Gosto da austeridade das nuvens sobre o austero nada do mundo. Embutida no corpo, a jóia relojoeira do coração conta-lhes a brevidade perene. Linhas e cabos riscam de humanidade perspectivas de céu. Sei sempre extrema a unção fluvial.

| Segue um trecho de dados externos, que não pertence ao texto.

Issue #53, opened 2021-12-29
Housing units that are overcrowded


AmandaDoyle:
Description: Occupied units; units with >2 persons per bedroom (or more than 2 persons per studio)
There are two common overcrowding definitions used by HVS users: More than 2 persons per room (or more than two persons per studio) or more than two persons per bedroom (or more than two persons per studio). The latter is what conforms to occupancy standard so that is usually what HPD Housing Policy uses. 

Logic:

Source(s): NYC HVS

Year(s):
- [ ] 2002
- [ ] 2011
- [ ] 2017

Geographies:
- [ ] PUMA
- [ ] Borough
- [ ] City

Race and ethnicity breakdown: Yes
Denominator:

SME: HPD

Questions:

Roadblocks:

levysamu:
Changes

Source: ACS
Years: 2000, 2008-12, 2015-19
SME: Pop Div

Issue #44, opened 2021-12-29
Rent-burdened households


AmandaDoyle:
Description: occupied units paying rent; gross rent as a percentage of household income is 30% or more.  Do not compare with 2000.

Logic:

Source(s): ACS PUMS

Year(s):
- [ ] 2008-2012
- [ ] 2015-2019

Geographies:
- [ ] PUMA
- [ ] Borough
- [ ] City

Race and ethnicity breakdown: Yes
Denominator: occupied units paying rent

SME: DCP Population Division
Questions:

Roadblocks:
- 2008-2012 question

Issue #41, opened 2021-12-29
Housing tenure


AmandaDoyle:
Description: The number and percent of people who own their homes for three time periods.

Logic:

Source(s): Census, ACS

Year(s):
- [ ] 2000
- [ ] 2008-2012
- [ ] 2015-2019
Geographies:
- [ ] PUMA
- [ ] Borough
- [ ] City

Race and ethnicity breakdown: Yes
Denominator: total housing units

SME: DCP Population Division

Questions:

Roadblocks:
2008-2012

Issue #40, opened 2021-12-29
Median home value


AmandaDoyle:
Description: Median home value for two time periods inflated based on latest data.
Do not compare with 2000
Need distribution to calculate median
Inflate dollars based on latest dataset

Logic:

Source(s): ACS PUMS

Year(s):
- [ ] 2008-2012
- [ ] 2015-2019

Geographies:
- [ ] PUMA
- [ ] Borough
- [ ] City

Race and ethnicity breakdown: Yes
Denominator: DCP Population Division

SME:

Questions:
- what is the latest data we should use to inflate $?
Roadblocks:
- 2008 - 2012 PUMS issue

PR #227, opened 2022-03-23
225 housing security march 4 pop

td928:
## Overview
Six remaining indicattors (#41 #39 #40 #44 #199 #53)  from the March 4th POP data. At first glance a massive but hopefully become actually quite managable with explanations.

## Methodology
It is going to be similar to previous work to ingest population data with similar way to handle the columns. The work is broken out to smaller pieces of scripts that I thought make sense. There are two median indicators homevalue_median.py and rent_median.py which are single datapoint. Indicators share the same denominators are wrapped under the same functions units_overcrowd.py and units_housing_tenure.py and households_rent_burden.py each has three data points. 

## Review
The heavy lifting for this work is probably reviewing the final output but there are some patterns I want to share here. 

For sanity check on those results, I did some math on the number of columns and they are roughly the following logics: 

### three datapoint sets (housing tenure, overcrowd, rent burden)

(4 race + 1 total pop) * 3 data points * 5 measurements * 2 years = 150

### median single datapoint (homevalue and rent) 

(4race + 1 total pop) * 2 years * 3 measurements = 30 columns

## Column and Token Convention
the new output files should follow all the new column and token conventions that were established.


aggregate/clean_aggregated.py
```diff
@@ -4,6 +4,16 @@
 
 races = ["anh", "bnh", "hsp", "wnh"]
 
+reorder_mapper = {
```
SashaWeinstein, line 7: Makes sense to define as constant and load from helper module. Only comment is that it might be nicer to have a variable name that specifies that this mapper is for dcp population spreadsheets? Not necessary though

aggregate/clean_aggregated.py
```diff
@@ -47,4 +57,31 @@ def order_affordable(measures, income) -> List:
         for m in measures:
             rv.append(f"units_affordable_{i}{m}")
             
-    return rv
\ No newline at end of file
+    return rv
+
+
+def rename_col(df: pd.DataFrame, name_mapper: dict, race_mapper: dict, year_mapper: dict, suffix_mapper: dict):
```
SashaWeinstein, line 63: Similar comment here, could change function name to `rename_col_dcp_pop` or something. Really glad this process is being abstracted to a helper function!

aggregate/load_aggregated.py
```diff
@@ -69,3 +69,37 @@ def initialize_dataframe_geo_index(geography, columns=[]):
     rv = pd.DataFrame(index=indicies[geography], columns=columns)
     rv.index.rename(geography, inplace=True)
     return rv
+
+
+"""this is specifically to use for housing security and quality March 4th POP data"""
+def load_clean_pop_data(ind_name_str: str) -> pd.DataFrame:
```
SashaWeinstein, line 75: this function should def be renamed to `load_clean_QOL_pop_data` or something similar.

aggregate/housing_security/homevalue_median.py
```diff
@@ -0,0 +1,49 @@
...
+    final.set_index(geography, inplace=True)
+
+    final = rename_col(final, name_mapper, race_suffix_mapper, year_mapper, stat_suffix_mapper_md)
+
+    final.dropna(axis=1, how="all", inplace=True)
+    
+    if write_to_internal_review:
+        set_internal_review_files(
+            [(final, "homevalue_median.csv", geography)],
+            "housing_security",
```
mbh329, line 46: I think we can follow what Sasha and I did to reorder the columns for the data coming from dcp population - see the `pums_2000_hsq.py `script and `aggregation_helpers` code

aggregate/housing_security/households_rent_burden.py
```diff
@@ -0,0 +1,51 @@
+"""this chops up into six indicators they are """
+from typing import final
+import pandas as pd
+from aggregate.clean_aggregated import rename_col
+from utils.PUMA_helpers import clean_PUMAs, borough_name_mapper, get_all_boroughs, get_all_NYC_PUMAs
+from utils.dcp_population_excel_helpers import race_suffix_mapper, stat_suffix_mapper_ty
+from internal_review.set_internal_review_file import set_internal_review_files
+from aggregate.load_aggregated import load_clean_pop_data
+
+year_mapper = {"12": "0812", "19": "1519"}
```
mbh329, line 10: Can move this `year_mapper `to `dcp_population_excel_helpers.py`

aggregate/load_aggregated.py
SashaWeinstein: wait, I mean `load_clean_housing_security_dcp_pop`. Category here is housing security. What is docstring trying to say about QOL indicators?

aggregate/housing_security/homevalue_median.py
```diff
@@ -0,0 +1,49 @@
...
+
+year_mapper = {"12": "0812", "19": "1519"}
+
+def homevalue_median(geography: str, write_to_internal_review=False) -> pd.DataFrame:
+
+    name_mapper = {
+        "MdVl": "homevalue_median"
+    }
+
+    ind_name_str = "|".join([k for k in name_mapper.keys()])
```
mbh329, line 18: curious to see why you added this step but still haven't run it on my machine, just different than what I did

aggregate/housing_security/homevalue_median.py
```diff
@@ -0,0 +1,49 @@
+"""this chops up into six indicators they are """
```
SashaWeinstein, line 1: not sure what you are trying to say here?

aggregate/housing_security/homevalue_median.py
```diff
@@ -0,0 +1,49 @@
...
+import pandas as pd
+from aggregate.clean_aggregated import rename_col
+from utils.PUMA_helpers import clean_PUMAs, borough_name_mapper, get_all_boroughs, get_all_NYC_PUMAs
+from utils.dcp_population_excel_helpers import race_suffix_mapper, stat_suffix_mapper_md
+from internal_review.set_internal_review_file import set_internal_review_files
+from aggregate.load_aggregated import load_clean_pop_data
+
+year_mapper = {"12": "0812", "19": "1519"}
+
+def homevalue_median(geography: str, write_to_internal_review=False) -> pd.DataFrame:
```
SashaWeinstein, line 12: This function seems great, uses helper functions clearly

aggregate/housing_security/households_rent_burden.py
```diff
@@ -0,0 +1,51 @@
...
+
+    final = rename_col(final, name_mapper, race_suffix_mapper, year_mapper, stat_suffix_mapper_ty)
+
+    if write_to_internal_review:
+        set_internal_review_files(
+            [(final, "households_rent_burden.csv", geography)],
+            "housing_security",
+        )
+
+    return final
```
mbh329, line 51: This all looks good - I think the code is very very similar to the comments I made on the `homevalue_median.py `script above

aggregate/housing_security/rent_median.py
```diff
@@ -0,0 +1,50 @@
...
+
+    if geography == "citywide":
+        final = clean_data.loc[clean_data["Geog"] == "citywide"].rename(columns={"Geog": "citywide"}).copy()
+    elif geography == "borough":
+        boros = ["BX", "BK", "MN", "QN", "SI"]
+        clean_data["Geog"] = clean_data["Geog"].map(borough_name_mapper, na_action="ignore")
+        final = (
+            clean_data.loc[clean_data["Geog"].isin(boros)]
+            .rename(columns={"Geog": "borough"}).copy()
+        )
```
mbh329, line 31: Eventually we should put this into `utils/dcp_population_excel_helpers.py` - we use this all the time

aggregate/housing_security/units_overcrowd.py
```diff
@@ -0,0 +1,52 @@
...
+
+year_mapper = {"12": "0812", "19": "1519"}
+
+
+def units_overcrowd(geography: str, write_to_internal_review=False) -> pd.DataFrame:
+
+    name_mapper = {
+        "OcR1p": "units_overcrowded",
+        "OcRU1": "units_notovercrowded",
+        "OcHU2": "units_occupied",
```
mbh329, line 19: Maybe the `units_xxxxx` should just be in one script? This is going to add a duplicate units_occupied column that we don't want if I understand the collate process correctly @SashaWeinstein

aggregate/housing_security/households_rent_burden.py
```diff
@@ -0,0 +1,51 @@
+"""this chops up into six indicators they are """
```
SashaWeinstein, line 1: don't need this here

aggregate/housing_security/households_rent_burden.py
```diff
@@ -0,0 +1,51 @@
...
+        "OHURt": "households_grapi", 
+    }
+
+    
+    ind_name_str = "|".join([k for k in name_mapper.keys()])
+    #print(ind_name_str)
+
+    clean_data = load_clean_pop_data(ind_name_str)
+
+    if geography == "citywide":
```
SashaWeinstein, line 26: this if/else block can be abstracted into it's own function I think. fine for this PR but for future a good refactor

aggregate/load_aggregated.py
```diff
@@ -69,3 +69,37 @@ def initialize_dataframe_geo_index(geography, columns=[]):
...
+
+    df_1519 = pd.read_excel(**read_excel_arg["1519"])
+
+    df = pd.merge(df_0812, df_1519, on="Geog", how="left")
+
+    df = df.filter(regex=ind_name_str + "|Geog")
+
+    df.loc[df["Geog"] == "NYC", "Geog"] = "citywide"
+    
+    return df
```
mbh329, line 105: This is a proper design question for the group, I feel like some of our functions are being put into a few different python files that we should consider consolidating? For example, I have a `load_pums_2000` function in the `utils/dcp_population_excel_helpers` which now just loads the census data that erica sent us for the 2000 census pums - the code above seems to be very similar to that and is also coming form erica. I don't have an answer @td928 @SashaWeinstein @AmandaDoyle

utils/dcp_population_excel_helpers.py
```diff
@@ -17,6 +17,31 @@
...
+    "_1519e": "_1519_count",
+    "_1519m": "_1519_count_moe",
+    "_1519c": "_1519_count_cv",
+    "_1519p": "_1519_pct",
+    "_1519z": "_1519_pct_moe",
+}
+
+stat_suffix_mapper_md = {
+    "_0812e": "_0812_median",
+    "_0812m": "_0812_median_moe",
```
mbh329, line 35: awesome!

aggregate/load_aggregated.py
SashaWeinstein, line 75: another comment here: the `ind_name_str` parameter should be renamed to have "regex" in the same, something like `ind_name_regex`.

aggregate/housing_security/homevalue_median.py
SashaWeinstein, line 18: the `ind_name_str` variable should be renamed to have "regex" in the same, something like `ind_name_regex`.

aggregate/load_aggregated.py
```diff
@@ -69,3 +69,37 @@ def initialize_dataframe_geo_index(geography, columns=[]):
     rv = pd.DataFrame(index=indicies[geography], columns=columns)
     rv.index.rename(geography, inplace=True)
     return rv
+
+
+"""this is specifically to use for housing security and quality March 4th POP data"""
+def load_clean_pop_data(ind_name_str: str) -> pd.DataFrame:
+    """Function to merge the two files for the QOL outputs and do some standard renaming. Because
+    these are QOL indicators they remain in the same csv output with columns indicating year"""
+
```
SashaWeinstein, line 78: Maybe the code to construct the regex from the mapper dictionary should live here? would DRY out all the places where we have `ind_name_str = "|".join([k for k in name_mapper.keys()])`. so this function would be passed a mapper instead of the regex string and construct the regex string here

SashaWeinstein (commented):
Wrote up some thoughts, submitting to give you a chance to read before continuing with my review

aggregate/housing_security/households_rent_burden.py
SashaWeinstein, line 51: column order here is off. Order for first 3 categories without race crosstabs is correct. But then should have all races for first category, then all races for second category, etc. Instead this does all 3 categories white non-hispanic, all 3 categories black non-hispanic, etc

aggregate/housing_security/rent_median.py
```diff
@@ -0,0 +1,50 @@
...
+
+    final.dropna(axis=1, how="all", inplace=True)
+    
+    if write_to_internal_review:
+        set_internal_review_files(
+            [(final, "rent_median.csv", geography)],
+            "housing_security",
+        )
+
+    return final
```
SashaWeinstein, line 50: output looks good except race crosstabs are in wrong order, should go in alphabetical order

SashaWeinstein (commented):
finished up my review

mbh329 (commented):
This all looks good to me and I am inclined to approve this pull req. all the changes I suggested are design related and I think we should briefly chat to see if this is worth doing now or when we aren't up against tight deadlines. One thing I did notice, that i think for my own sanity would be good to figure out is if I should move the files I did for HSQ from the `aggregate/PUMS/` into `housing_security` or vice versa. @AmandaDoyle @td928 @SashaWeinstein

aggregate/housing_security/units_overcrowd.py
SashaWeinstein: oh yea that's a good flag

aggregate/housing_security/rent_median.py
SashaWeinstein: yep

aggregate/load_aggregated.py
mbh329: I reviewed the outputs on my local machine - everything looked good (col_names with proper tags and sequence, expected # of columns in each output, etc) except for the column order which I think needs to be implemented

aggregate/housing_security/units_overcrowd.py
td928: Good question. I thought about this and check in the source spreadsheet that Pop provided two denomintor with different column names "OcHU2" & "OcHU1" I believe. On the other hand, I am not sure whether the data populated those two columns are also identical or not.

aggregate/clean_aggregated.py
```diff
@@ -44,7 +44,7 @@ def order_PUMS_QOL_multiple_years(categories, measures, years):
         for c in categories:
             for r in races:
                 for m in measures:
-                    rv.append(f"{c}_{r}{y}{m}")
+                    rv.append(f"{c}{y}_{r}{m}")
```
SashaWeinstein, line 47: nice, changes are clear. checked and this doesn't break the car access QOL indicator that also uses this function

aggregate/housing_security/homevalue_median.py
```diff
@@ -39,6 +39,14 @@ def homevalue_median(geography: str, write_to_internal_review=False) -> pd.DataF
...
 
     final.dropna(axis=1, how="all", inplace=True)
+
+    col_order = order_PUMS_QOL_multiple_years(
+        categories=["homevalue_median"],
+        measures=["_median", "_median_moe", "_median_cv"],
+        years=["_0812", "_1519"],
+    )
+
+    final = final.reindex(columns=col_order)
```
SashaWeinstein, line 49: this one looks good to me!

aggregate/housing_security/rent_median.py
```diff
@@ -40,6 +40,15 @@ def rent_median(geography: str, write_to_internal_review=False) -> pd.DataFrame:
...
 
     final.dropna(axis=1, how="all", inplace=True)
+
+    col_order = order_PUMS_QOL_multiple_years(
+        categories=["rent_median"],
+        measures=["_median", "_median_moe", "_median_cv"],
+        years=["_0812", "_1519"],
+    )
+
+    final = final.reindex(columns=col_order)
```
SashaWeinstein, line 50: rent median looks good

SashaWeinstein (changes requested):
The new function seems to work where it is applied. It needs to be applied to rent burden, units housing tenure as well right?

td928:
alright I think looking at the checklist they are all done. Avoid some more intense refactoring to save time. Let me know your thoughts! Thank you! @SashaWeinstein @mbh329

aggregate/aggregation_helpers.py
```diff
@@ -89,3 +89,22 @@ def get_category(indicator, data=None):
             categories.remove(None)
         categories.sort()
         return categories
+
+def get_geography_housing_security_pop_data(clean_data: pd.DataFrame, geography:str):
```
SashaWeinstein, line 93: this looks great!

aggregate/housing_security/units_overcrowd.py
SashaWeinstein: I think they are, this is issue we've seen before with dcp population data

SashaWeinstein (commented):
Ran code on my machine and everything looks good! Last thing is the duplicate units occupied columns, my vote is to keep them in the units housing tenure indicator as it's first in alphabet

SashaWeinstein (approved):
Looks good to me! ran a quick merge on my machine and didn't get duplicate columns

Conheço a introspecção das abluções, ao renascer cada dia para uns metros mais e mais umas horas e umas nuvens mais.


8/


Não fora a dor insensatamente criada e valera pouco o viver ensimesmado em convulsa febre: qual dos outros a habitação, tal nosso o casebre.


9/


Carolina Joaquim, 80 anos, Charneca da Cotovia, Sesimbra, mortalmente atropelada.
José, 52, suspeito de pedofilia, Bairro do Viso, Porto, preso.
Rapariga, 17, comboio de ligação Portela de Sintra – Mem Martins, assaltada.
Homem, 51, Peniche, conduzia com 3,42 g/l álcool/sangue.
Rapaz, 15, Carregado, ladrão por esticão, identificado.
Grupo de três homens, violento, assaltante de carrinhas de tabaco, em bairro da Vialonga, Vila Franca de Xira, capturado.
Paulo Romeu, 40, Soalhães, Marco de Canaveses, ferido em acidente de viação, teve alta.
Abílio Rocha, 31, mesmo acidente, morto.
Também mortos, mesmo acidente: Leonel Sousa, Carlos Alexandrino, André Queirós e António Barros.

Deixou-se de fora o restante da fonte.